Bacon early discovered that he attracted a certain type of rich man, an attraction he was quick to take advantage of, having developed a taste for good food and wine. One of the men was an ex-army friend of his father, another breeder of race-horses, named Harcourt-Smith. Bacon later claimed that his father had asked this friend to take him 'in-hand' and 'make a man of him'. Francis had a difficult relationship with his father, once admitting to being sexually attracted to him. Doubtless, Eddy Bacon was aware of his friend's reputation for virility, but not of his penchant for young men. In the early Spring of 1927 Bacon was taken by Harcourt-Smith to the opulent, decadent, "wide open" Berlin of the Weimar Republic, staying together at the Hotel Adlon.

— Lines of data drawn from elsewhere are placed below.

PR #1234, opened 2017-07-25
Remove switchable noise

### LINKED ISSUE #1137: What to do about different thermostat noise distributions?
By means of compile time switches, one can chose from uniform, Gaussian and cutoff Gaussian distributions.
This is not documented nad requires separate CI builds.
Is this actually relevant for anyone? Do we keep it?

fweik:
Fixes #1137 

Description of changes:
 - Removed switchable noise type from MD

Note that the feature remains and that the noise is still switchable for LB.


RudolfWeeber:
I think, this can be merged

mkuron:
Sorry I didn't review this despite @fweik's request. It seems like for some reason Github only sends me a random subset of the email notifications it should send. The review request wasn't among them.

PR #1236, opened 2017-07-25
espressomd: Removed left-over occurences of updatePartCfg

fweik:
Fixes #

Description of changes:
 - 

PR Checklist
------------
 - [ ] Tests?
   - [ ] Interface
   - [ ] Core 
 - [ ] Docs?

### DIFF
--- a/src/core/unit_tests/ParticleCache_test.cpp
+++ b/src/core/unit_tests/ParticleCache_test.cpp
@@ -25,6 +25,13 @@
 #include <random>
 #include <vector>
 
+#include <boost/version.hpp>
+/* Work around bug in boost, see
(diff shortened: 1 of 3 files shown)


fweik:
The macOS stuff was updated to Cython 0.26, and everything is broken.

mkuron:
It's unclear to me what change in 0.26 causes that. The [changelog](https://github.com/cython/cython/blob/master/CHANGES.rst) doesn't mention anything backwards-incompatible that looks like the error you are seeing.

fweik:
I can reproduce this on ubuntu with 0.26, and one of the errors is an
compiler crash. I will find out.

PR #1237, opened 2017-07-25
particle_data: Reset local_particles properly on remove_all_particles…

fweik:
…(), and correctly initialize local_cells after resize.

@RudolfWeeber please check if this fixes your issue.


RudolfWeeber:
Can be merged and solves the issue we worked on yesterday.

PR #1271, opened 2017-07-28
Gitlab ci

KaiSzuttor:
Introduces CUDA builds and documentation push to the website.


maintainer/cuda_build.sh
```diff
@@ -0,0 +1,31 @@
+GIT_COMMIT=$(git rev-parse HEAD)
+URL=$(echo "https://gitlab.icp.uni-stuttgart.de/kai/espresso-build/-/jobs/${CI_JOB_ID}")
+STATUS="pending"
+curl "https://api.github.com/repos/kaiszuttor/espresso/statuses/$GIT_COMMIT?access_token=$GITHUB_TOKEN" \
+      -H "Content-Type: application/json" \
+      -X POST \
+      -d "{\"state\": \"$STATUS\", \"context\": \"ICP CUDA build\", \"target_url\": \"$URL\"}"
```
mkuron: Replace "ICP CUDA build" with "ICP Gitlab CI". We'll soon be using this as a general-purpose Travis-CI alternative. And rename "cuda_build.sh" to "gitlab_build.sh".

maintainer/cuda_build.sh
```diff
@@ -0,0 +1,31 @@
+GIT_COMMIT=$(git rev-parse HEAD)
+URL=$(echo "https://gitlab.icp.uni-stuttgart.de/kai/espresso-build/-/jobs/${CI_JOB_ID}")
```
mkuron: Create a public namespace "espressomd" on our Gitlab server and make a new public project "espresso" there. Use that instead.

maintainer/cuda_build.sh
```diff
@@ -0,0 +1,31 @@
...
+STATUS="pending"
+curl "https://api.github.com/repos/kaiszuttor/espresso/statuses/$GIT_COMMIT?access_token=$GITHUB_TOKEN" \
```
mkuron: This will need to be _espressomd_, and you need to have @fweik create a new token in the project settings.

maintainer/cuda_build.sh
```diff
@@ -0,0 +1,31 @@
...
+      -H "Content-Type: application/json" \
+      -X POST \
+      -d "{\"state\": \"$STATUS\", \"context\": \"ICP CUDA build\", \"target_url\": \"$URL\"}"
+
+whoami;
+nvidia-smi;
+cd ${CI_PROJECT_DIR};
+cp maintainer/configs/maxset.hpp myconfig.hpp;
+mkdir build && cd build;
+cmake .. -DCUDA_NVCC_FLAGS="-D_FORCE_INLINES";
```
mkuron: why these flags?

maintainer/cuda_build.sh
```diff
@@ -0,0 +1,31 @@
...
+STATUS="pending"
+curl "https://api.github.com/repos/kaiszuttor/espresso/statuses/$GIT_COMMIT?access_token=$GITHUB_TOKEN" \
+      -H "Content-Type: application/json" \
+      -X POST \
+      -d "{\"state\": \"$STATUS\", \"context\": \"ICP CUDA build\", \"target_url\": \"$URL\"}"
+
+whoami;
+nvidia-smi;
+cd ${CI_PROJECT_DIR};
+cp maintainer/configs/maxset.hpp myconfig.hpp;
```
mkuron: Can we make this script more generic like the Jenkins and Travis scripts where they can run different myconfigs?

maintainer/cuda_build.sh
```diff
@@ -0,0 +1,31 @@
...
+URL=$(echo "https://gitlab.icp.uni-stuttgart.de/kai/espresso-build/-/jobs/${CI_JOB_ID}")
+STATUS="pending"
+curl "https://api.github.com/repos/kaiszuttor/espresso/statuses/$GIT_COMMIT?access_token=$GITHUB_TOKEN" \
+      -H "Content-Type: application/json" \
+      -X POST \
+      -d "{\"state\": \"$STATUS\", \"context\": \"ICP CUDA build\", \"target_url\": \"$URL\"}"
+
+whoami;
+nvidia-smi;
+cd ${CI_PROJECT_DIR};
```
mkuron: Why so many semicolons? This is bash...

maintainer/cuda_build.sh
```diff
@@ -0,0 +1,31 @@
+GIT_COMMIT=$(git rev-parse HEAD)
```
mkuron, line 3: Add a shebang, just for completeness.

.gitlab-ci.yml
```diff
@@ -0,0 +1,35 @@
...
+    - bash maintainer/cuda_build.sh
+
+
+sphinx_documentation:
+  stage: deploy
+  only:
+    - doc
+  before_script:
+    # Install ssh-agent if not already installed, it is required by Docker.
+    # (change apt-get to yum if you use a CentOS-based image)
```
mkuron: Comment not relevant. The check probably also isn't relevant.

.gitlab-ci.yml
```diff
@@ -0,0 +1,35 @@
...
+    # Run ssh-agent (inside the build environment)
+    - eval $(ssh-agent -s)
+
+    # Add the SSH key stored in SSH_PRIVATE_KEY variable to the agent store
+    - ssh-add <(echo "$SSH_PRIVATE_KEY")
+
+    # For Docker builds disable host key checking. Be aware that by adding that
+    # you are suspectible to man-in-the-middle attacks.
+    # WARNING: Use this only with the Docker executor, if you use it with shell
+    # you will overwrite your user's SSH config.
```
mkuron: There is a safety check (`[[ -f /.dockerenv ]]`) that prevents just that scenario.

mkuron (commented):
Looks good to me, but needs more work before it can be merged, see my comments.

.gitlab-ci.yml
```diff
@@ -0,0 +1,35 @@
...
+build_and_test:
+  stage: build
+  script:
+    - bash maintainer/cuda_build.sh
+
+
+sphinx_documentation:
+  stage: deploy
+  only:
+    - doc
```
mkuron, line 18: Shouldn't this be only: python? We don't want deployments of pull requests or stable branches, but there is no doc branch.

mkuron (changes requested):

maintainer/cuda_build.sh
KaiSzuttor: nice idea, but thats already done, just forgot to change the script. The script itself is actually just a proof of concept, not a polished version for production testing.

maintainer/cuda_build.sh
KaiSzuttor: I'm not sure if we want to run all tests on travis.

maintainer/cuda_build.sh
KaiSzuttor: I like them...

maintainer/cuda_build.sh
KaiSzuttor: See my previous comment.

.gitlab-ci.yml
KaiSzuttor: That's internal stuff, happening on the endpoint site. We only want to update the doc if pushes are received. Therefore I force push to doc branch for pull requests.

maintainer/cuda_build.sh
KaiSzuttor: They are needed for CUDA 7.5 build on xenial.

.gitlab-ci.yml
KaiSzuttor: Sorry, i meant push to python branch for PR and to doc for merging.

maintainer/cuda_build.sh
mkuron: Not all, but definitely more than just a single CUDA test. In fact, the doc deployment is not CUDA, but if it fails, "ICP CUDA build" will show up with a red X. So the name already need to be more generic.

KaiSzuttor: I dont want to discuss on details such as names at this early stage. Actually the purpose of the test is running CUDA code. The status is set by the build stage, a failing doc will not cause a red cross.

maintainer/cuda_build.sh
hmenke: That is even very important!  The `$(...)` command execution is Bash specific.  POSIX only mandates `` `...` ``.

maintainer/cuda_build.sh
mkuron: Hmm, a failing doc deploy should cause a red cross though. Otherwise changes that break the documentation and other failures may go unnoticed for weeks.

maintainer/cuda_build.sh
KaiSzuttor: yes, but it is explicitly called with bash

maintainer/cuda_build.sh
KaiSzuttor: yes but we can name the context differently for the doc stage and inform on github with a second status.

hmenke (approved):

His visit to a 1927 exhibition of 106 drawings by Picasso at the Galerie Paul Rosenberg, Paris, aroused his artistic interest, and he often took the train to Paris five or more times a week to see shows and art exhibitions.
In 1929 he met Eric Hall at the Bath Club, Dover Street, London, where Bacon was working at the telephone exchange. Hall (who was general manager of Peter Jones) was to be both patron and lover to Bacon, in an often torturous relationship.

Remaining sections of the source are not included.